- **What the task asks**
Search the lines of the records for the word "nugets", and copy every line that has it.

- **Data excerpts**

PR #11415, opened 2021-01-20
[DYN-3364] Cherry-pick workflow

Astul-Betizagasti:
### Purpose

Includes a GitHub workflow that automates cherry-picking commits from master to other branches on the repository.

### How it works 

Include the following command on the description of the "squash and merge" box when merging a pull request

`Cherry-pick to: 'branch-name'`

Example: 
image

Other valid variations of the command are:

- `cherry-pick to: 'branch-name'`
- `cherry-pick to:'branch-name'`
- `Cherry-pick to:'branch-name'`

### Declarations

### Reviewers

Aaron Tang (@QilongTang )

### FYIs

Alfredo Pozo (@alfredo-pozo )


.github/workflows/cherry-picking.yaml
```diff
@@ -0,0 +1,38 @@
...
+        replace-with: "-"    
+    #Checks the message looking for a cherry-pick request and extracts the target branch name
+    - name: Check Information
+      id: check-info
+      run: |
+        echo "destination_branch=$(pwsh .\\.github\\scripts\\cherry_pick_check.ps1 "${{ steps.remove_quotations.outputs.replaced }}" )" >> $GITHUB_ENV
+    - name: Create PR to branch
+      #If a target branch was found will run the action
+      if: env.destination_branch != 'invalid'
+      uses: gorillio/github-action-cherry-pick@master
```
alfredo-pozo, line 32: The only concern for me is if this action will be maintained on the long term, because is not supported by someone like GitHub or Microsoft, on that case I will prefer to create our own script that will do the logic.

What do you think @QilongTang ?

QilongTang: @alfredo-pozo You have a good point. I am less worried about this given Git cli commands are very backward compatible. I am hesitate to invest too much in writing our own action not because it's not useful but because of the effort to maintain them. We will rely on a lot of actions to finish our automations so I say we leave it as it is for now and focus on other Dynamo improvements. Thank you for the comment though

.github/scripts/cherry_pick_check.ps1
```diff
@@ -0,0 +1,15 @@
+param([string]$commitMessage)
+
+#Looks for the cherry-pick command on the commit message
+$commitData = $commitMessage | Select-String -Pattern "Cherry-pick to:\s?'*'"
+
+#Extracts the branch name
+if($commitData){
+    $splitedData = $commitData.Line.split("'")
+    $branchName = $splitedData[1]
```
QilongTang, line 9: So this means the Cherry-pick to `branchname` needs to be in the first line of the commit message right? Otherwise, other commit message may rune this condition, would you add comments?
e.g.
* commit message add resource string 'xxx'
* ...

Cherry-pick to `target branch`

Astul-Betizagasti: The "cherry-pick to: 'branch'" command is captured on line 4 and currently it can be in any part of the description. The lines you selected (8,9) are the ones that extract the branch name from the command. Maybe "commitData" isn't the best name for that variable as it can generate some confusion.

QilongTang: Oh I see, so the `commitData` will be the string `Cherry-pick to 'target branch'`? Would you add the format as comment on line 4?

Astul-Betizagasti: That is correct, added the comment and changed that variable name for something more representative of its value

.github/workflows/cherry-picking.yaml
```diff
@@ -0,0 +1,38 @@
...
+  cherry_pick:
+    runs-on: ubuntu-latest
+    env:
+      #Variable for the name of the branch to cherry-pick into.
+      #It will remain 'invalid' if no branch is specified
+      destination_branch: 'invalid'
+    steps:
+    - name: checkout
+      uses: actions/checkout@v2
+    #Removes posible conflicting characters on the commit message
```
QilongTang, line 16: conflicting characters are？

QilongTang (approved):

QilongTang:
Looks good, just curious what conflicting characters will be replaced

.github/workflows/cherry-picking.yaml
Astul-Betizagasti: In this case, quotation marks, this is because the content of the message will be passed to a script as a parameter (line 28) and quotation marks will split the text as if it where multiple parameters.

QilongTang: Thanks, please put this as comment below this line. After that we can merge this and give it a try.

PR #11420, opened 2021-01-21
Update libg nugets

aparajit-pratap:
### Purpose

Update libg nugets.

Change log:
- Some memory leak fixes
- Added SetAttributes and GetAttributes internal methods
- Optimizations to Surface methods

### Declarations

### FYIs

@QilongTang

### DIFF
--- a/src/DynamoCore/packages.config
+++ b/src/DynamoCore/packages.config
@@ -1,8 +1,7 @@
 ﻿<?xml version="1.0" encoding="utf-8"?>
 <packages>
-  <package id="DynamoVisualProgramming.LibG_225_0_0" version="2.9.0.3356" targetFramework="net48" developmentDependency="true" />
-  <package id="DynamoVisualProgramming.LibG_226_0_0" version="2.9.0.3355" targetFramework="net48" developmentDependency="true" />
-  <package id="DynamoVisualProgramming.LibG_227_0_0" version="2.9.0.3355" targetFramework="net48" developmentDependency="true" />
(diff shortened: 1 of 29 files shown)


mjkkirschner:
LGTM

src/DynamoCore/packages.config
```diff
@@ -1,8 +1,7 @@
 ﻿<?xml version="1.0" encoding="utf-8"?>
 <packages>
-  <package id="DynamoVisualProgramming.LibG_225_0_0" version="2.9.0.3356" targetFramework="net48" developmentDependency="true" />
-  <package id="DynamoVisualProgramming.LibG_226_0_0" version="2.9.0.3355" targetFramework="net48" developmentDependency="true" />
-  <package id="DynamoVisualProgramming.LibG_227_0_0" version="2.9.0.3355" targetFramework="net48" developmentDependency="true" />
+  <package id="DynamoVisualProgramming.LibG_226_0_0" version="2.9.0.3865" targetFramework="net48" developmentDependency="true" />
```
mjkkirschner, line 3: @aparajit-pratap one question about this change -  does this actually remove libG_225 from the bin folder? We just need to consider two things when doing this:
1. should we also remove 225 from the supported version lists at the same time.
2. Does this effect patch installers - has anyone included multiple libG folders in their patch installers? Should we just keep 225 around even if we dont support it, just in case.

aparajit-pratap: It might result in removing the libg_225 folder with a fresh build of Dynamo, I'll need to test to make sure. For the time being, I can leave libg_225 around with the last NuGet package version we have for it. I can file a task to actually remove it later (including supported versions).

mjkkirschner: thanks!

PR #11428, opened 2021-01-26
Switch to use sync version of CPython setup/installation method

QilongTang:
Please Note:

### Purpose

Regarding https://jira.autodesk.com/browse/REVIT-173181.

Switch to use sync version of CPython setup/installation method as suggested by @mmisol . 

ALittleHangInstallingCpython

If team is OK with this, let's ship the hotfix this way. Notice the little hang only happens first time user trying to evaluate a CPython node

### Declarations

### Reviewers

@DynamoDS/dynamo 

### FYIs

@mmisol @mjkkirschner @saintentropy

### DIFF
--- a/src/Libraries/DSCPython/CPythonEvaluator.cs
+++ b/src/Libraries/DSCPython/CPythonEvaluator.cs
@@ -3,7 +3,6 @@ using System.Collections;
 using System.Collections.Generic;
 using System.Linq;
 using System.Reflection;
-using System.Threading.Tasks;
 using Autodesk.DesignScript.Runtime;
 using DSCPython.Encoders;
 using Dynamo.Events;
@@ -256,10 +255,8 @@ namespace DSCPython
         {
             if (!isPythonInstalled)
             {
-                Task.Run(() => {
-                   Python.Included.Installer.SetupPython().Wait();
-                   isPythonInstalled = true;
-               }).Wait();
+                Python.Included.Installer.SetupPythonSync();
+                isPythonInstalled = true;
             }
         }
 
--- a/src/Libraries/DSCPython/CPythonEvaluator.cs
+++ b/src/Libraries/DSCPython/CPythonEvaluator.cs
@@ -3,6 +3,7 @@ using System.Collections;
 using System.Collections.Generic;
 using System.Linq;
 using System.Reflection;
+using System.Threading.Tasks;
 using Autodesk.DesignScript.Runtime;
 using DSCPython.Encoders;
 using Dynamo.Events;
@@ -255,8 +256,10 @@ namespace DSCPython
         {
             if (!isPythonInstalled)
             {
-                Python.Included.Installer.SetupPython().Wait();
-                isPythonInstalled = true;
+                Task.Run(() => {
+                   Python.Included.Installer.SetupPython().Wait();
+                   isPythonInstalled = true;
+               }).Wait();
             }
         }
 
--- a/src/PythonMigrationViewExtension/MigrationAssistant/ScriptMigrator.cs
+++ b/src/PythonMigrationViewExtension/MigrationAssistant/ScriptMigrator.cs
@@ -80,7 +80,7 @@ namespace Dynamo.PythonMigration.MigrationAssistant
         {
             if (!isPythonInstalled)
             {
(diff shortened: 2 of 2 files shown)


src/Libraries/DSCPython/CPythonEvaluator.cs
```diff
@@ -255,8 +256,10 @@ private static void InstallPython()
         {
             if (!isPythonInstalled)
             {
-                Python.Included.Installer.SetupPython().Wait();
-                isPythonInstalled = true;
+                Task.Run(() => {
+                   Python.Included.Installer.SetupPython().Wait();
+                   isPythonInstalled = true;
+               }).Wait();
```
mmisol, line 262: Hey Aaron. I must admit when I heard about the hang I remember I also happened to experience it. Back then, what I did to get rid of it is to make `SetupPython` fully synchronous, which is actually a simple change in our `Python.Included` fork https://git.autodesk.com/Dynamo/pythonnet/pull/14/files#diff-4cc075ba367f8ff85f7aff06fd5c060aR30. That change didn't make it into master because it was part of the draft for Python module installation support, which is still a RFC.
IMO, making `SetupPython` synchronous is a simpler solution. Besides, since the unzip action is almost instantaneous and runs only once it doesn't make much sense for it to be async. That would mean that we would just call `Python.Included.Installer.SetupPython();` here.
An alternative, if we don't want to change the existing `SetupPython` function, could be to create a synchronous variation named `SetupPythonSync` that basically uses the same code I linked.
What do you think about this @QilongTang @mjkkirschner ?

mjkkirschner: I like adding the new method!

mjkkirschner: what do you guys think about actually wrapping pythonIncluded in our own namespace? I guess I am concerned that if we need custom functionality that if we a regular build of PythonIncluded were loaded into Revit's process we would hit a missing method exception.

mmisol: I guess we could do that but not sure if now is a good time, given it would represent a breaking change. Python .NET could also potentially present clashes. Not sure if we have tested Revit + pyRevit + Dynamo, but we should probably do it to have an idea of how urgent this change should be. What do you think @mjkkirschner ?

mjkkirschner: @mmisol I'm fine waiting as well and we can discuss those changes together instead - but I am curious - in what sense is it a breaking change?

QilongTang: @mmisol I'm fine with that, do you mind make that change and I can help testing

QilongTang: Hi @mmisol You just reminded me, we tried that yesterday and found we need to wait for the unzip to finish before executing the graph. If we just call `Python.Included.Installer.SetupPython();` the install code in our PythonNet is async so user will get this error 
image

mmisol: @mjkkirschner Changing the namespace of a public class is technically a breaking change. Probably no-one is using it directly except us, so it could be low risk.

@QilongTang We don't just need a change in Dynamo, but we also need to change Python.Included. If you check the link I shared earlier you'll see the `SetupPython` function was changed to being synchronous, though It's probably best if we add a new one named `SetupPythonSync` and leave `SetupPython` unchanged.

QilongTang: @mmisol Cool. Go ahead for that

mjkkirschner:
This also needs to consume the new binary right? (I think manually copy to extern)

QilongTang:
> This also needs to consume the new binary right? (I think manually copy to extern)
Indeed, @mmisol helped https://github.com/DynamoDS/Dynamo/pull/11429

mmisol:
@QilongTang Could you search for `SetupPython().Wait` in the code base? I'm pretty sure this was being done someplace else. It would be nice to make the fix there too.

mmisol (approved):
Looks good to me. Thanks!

- **Answer space**
Update libg nugets
Update libg nugets.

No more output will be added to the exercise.